A Ford Escort will beat a F1 car on more surfaces that it will lose on.

I fully agree the SSNs are the top predator and fantastic if you can afford them and in the number you need, so the USN is in a very enviable position. The RN has only half of the SSNs it needs and that number will probably shrink given funding difficulties across the MoD. But the argument put out there is that SSKs are useless in modern warfare, yet in exercises SSKs have hunted down and claimed kills on SSNs. The quiet submerged speed for a SSN and modern SSK are not dissimilar as are the sensors. To say my arrays are bigger than yours so are better does not hold up. And saying that a 212A class SSK can go at almost 20kts when submerged and be silent due to the way its propulsions system works. I am not advocating replacing SSNs with SSKs but that both have a roll to play. Again the 212A with a range of 8000 nm and able to stay submerged for up to two weeks at a time could sail from the UK to the Falklands undetected and patrol.

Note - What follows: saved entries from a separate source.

PR #806, opened 2014-07-08
Upgradeable kinetic guns, small kinetic charge buff

ACCount12:
You can reduce kinetic gun's cooldown by tweaking or upgrading it's thermal exchanger. 
Maximally upgraded gun's cooldown is 8, standard is 20.

You can increase kinetic gun's range with plasma sheets (up to 5, current is 3), but this can make your gun unsafe.

Kinetic charge is buffed a bit and can damage structures and turfs around the kinetic blast (but not station walls or mobs). This makes kinetic guns a bit better in mining.

### DIFF
--- a/code/modules/projectiles/gun.dm
+++ b/code/modules/projectiles/gun.dm
@@ -22,6 +22,8 @@
 	var/obj/item/ammo_casing/chambered = null
 	var/trigger_guard = 1
 
+	var/list/upgrades = list()
+
 /obj/item/weapon/gun/proc/process_chamber()
 	return 0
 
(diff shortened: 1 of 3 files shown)


RemieRichards:
I really like how you use lists to add little upgrades to things :+1: 
However, may I request that the upgrades list var be moved to /weapon so it doesn't need redefining for each future upgradeable weapon?

ACCount12:
Not sure there will be other upgradeable weapons.

RemieRichards:
Regardless of whether you think that, People may want too in the future, so it's worth it.

ACCount12:
Then we will need a system for upgrades with upgrades datums and blah blah.

RemieRichards:
I won't push you that far for this PR.

Ready for me to merge?

ACCount12:
Yep. There is a small fix PR incoming, but it is unrelated to kinetic guns.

Similarly it can operate under the Arctic ice, previously the realm solely of the SSN, yet is can also operate in shallower waters more effectively and has a much smaller crew at around 40. So the USN can continue in its lofty kingdom of only having to operate SSNs because it can. Everyone else needs to keep their options open, and in the above exercises both Australian and Japanese SSKs successfully engaged USN SSNs.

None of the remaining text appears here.